### WHAT YOU HAVE TO DO
Keep only the lines of the data below that contain "checking", and copy them.

### MATERIAL FOR THE TASK
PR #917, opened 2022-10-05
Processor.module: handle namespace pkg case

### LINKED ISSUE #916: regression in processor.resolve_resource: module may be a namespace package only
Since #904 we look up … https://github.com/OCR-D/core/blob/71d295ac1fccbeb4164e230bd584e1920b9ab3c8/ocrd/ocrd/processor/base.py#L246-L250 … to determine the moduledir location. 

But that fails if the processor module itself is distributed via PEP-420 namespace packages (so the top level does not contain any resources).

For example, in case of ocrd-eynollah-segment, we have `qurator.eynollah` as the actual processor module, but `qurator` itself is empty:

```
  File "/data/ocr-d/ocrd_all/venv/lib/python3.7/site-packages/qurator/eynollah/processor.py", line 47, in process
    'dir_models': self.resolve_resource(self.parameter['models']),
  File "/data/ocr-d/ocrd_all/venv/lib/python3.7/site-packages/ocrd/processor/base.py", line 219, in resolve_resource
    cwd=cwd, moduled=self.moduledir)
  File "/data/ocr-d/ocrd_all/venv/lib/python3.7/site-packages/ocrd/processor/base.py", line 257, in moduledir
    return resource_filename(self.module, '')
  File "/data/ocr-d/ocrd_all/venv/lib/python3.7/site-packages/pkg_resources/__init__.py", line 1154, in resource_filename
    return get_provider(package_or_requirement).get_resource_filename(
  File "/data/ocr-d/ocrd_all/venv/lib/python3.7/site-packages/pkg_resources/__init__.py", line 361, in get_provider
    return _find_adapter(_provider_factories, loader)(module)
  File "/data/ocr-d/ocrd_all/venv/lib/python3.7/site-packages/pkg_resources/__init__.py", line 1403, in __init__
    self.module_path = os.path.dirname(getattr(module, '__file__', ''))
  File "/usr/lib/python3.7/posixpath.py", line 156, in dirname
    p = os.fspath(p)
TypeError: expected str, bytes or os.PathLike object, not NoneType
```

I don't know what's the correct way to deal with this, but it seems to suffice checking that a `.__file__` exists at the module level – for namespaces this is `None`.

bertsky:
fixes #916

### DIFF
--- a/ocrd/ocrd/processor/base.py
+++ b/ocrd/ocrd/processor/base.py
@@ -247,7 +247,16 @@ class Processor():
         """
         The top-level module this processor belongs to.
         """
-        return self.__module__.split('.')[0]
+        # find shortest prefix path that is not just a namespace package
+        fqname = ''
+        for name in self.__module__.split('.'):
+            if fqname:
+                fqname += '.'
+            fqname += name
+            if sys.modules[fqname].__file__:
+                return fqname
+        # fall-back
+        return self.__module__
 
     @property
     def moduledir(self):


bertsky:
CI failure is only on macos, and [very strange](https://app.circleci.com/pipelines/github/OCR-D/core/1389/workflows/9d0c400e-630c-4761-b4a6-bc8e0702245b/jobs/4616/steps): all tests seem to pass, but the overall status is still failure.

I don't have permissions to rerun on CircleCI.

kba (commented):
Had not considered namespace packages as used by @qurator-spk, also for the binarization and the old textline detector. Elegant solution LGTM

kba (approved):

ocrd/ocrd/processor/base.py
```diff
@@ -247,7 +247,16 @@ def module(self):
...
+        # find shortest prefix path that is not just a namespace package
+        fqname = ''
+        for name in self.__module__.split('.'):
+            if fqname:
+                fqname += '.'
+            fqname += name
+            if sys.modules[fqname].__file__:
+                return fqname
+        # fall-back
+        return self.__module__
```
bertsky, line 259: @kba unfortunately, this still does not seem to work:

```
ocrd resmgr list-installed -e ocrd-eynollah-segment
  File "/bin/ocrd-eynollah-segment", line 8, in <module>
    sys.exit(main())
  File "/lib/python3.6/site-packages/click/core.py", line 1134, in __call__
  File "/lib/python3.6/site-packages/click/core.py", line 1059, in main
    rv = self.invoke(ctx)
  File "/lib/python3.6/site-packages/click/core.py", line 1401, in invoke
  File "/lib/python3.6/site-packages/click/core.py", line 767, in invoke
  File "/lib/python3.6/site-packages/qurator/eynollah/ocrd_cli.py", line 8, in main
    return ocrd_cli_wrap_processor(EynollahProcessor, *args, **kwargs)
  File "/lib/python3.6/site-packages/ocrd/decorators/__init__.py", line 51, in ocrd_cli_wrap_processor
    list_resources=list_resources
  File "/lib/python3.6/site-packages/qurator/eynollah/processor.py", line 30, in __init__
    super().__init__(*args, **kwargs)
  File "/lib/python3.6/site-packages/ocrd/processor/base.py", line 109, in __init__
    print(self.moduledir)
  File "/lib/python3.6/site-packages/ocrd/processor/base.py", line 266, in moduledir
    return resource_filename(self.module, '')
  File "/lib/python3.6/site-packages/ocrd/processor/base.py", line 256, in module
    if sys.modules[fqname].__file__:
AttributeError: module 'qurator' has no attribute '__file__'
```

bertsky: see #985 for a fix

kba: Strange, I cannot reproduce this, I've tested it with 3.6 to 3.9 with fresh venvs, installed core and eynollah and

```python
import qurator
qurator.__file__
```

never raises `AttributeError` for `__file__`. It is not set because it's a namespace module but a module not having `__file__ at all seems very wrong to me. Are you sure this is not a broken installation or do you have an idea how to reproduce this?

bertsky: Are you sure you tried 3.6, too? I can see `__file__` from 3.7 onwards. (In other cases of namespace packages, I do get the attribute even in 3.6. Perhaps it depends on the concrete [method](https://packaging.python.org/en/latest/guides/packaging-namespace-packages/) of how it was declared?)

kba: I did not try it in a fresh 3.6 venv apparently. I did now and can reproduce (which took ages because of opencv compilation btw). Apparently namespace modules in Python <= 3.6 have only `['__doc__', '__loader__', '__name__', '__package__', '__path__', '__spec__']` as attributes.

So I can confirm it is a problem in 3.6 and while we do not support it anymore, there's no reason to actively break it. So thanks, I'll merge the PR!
* * *
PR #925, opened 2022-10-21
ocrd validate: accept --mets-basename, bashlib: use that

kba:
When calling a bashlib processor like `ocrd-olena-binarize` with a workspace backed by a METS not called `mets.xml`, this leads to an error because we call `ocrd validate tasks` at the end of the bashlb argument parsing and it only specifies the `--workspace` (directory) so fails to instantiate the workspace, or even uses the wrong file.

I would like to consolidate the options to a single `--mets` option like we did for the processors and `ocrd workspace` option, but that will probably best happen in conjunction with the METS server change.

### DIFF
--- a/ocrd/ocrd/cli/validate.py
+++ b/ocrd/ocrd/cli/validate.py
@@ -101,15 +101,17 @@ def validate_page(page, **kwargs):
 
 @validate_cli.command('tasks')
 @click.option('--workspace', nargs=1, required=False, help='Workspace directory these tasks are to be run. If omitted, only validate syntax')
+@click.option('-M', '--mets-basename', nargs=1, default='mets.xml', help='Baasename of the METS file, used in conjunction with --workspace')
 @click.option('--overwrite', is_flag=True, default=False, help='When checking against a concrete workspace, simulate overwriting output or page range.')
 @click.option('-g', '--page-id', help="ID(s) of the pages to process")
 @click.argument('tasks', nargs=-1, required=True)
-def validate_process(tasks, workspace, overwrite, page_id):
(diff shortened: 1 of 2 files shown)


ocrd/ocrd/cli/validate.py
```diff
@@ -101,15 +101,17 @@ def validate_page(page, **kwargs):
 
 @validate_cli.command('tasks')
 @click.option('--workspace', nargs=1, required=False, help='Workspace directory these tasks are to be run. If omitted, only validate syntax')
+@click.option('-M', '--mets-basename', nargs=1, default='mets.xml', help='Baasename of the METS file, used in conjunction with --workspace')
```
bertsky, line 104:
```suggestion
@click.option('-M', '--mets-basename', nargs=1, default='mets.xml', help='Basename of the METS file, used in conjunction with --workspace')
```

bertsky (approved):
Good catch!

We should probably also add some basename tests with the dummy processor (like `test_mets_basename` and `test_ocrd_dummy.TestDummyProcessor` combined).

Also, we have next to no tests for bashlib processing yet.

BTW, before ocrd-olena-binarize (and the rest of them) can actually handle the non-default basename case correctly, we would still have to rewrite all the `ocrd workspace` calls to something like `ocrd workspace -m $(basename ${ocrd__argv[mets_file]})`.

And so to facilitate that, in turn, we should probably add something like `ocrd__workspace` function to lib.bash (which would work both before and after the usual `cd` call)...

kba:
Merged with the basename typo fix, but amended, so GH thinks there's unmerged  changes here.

### SOLUTION TO THE PROBLEM
I don't know what's the correct way to deal with this, but it seems to suffice checking that a `.__file__` exists at the module level – for namespaces this is `None`.
 @click.option('--overwrite', is_flag=True, default=False, help='When checking against a concrete workspace, simulate overwriting output or page range.')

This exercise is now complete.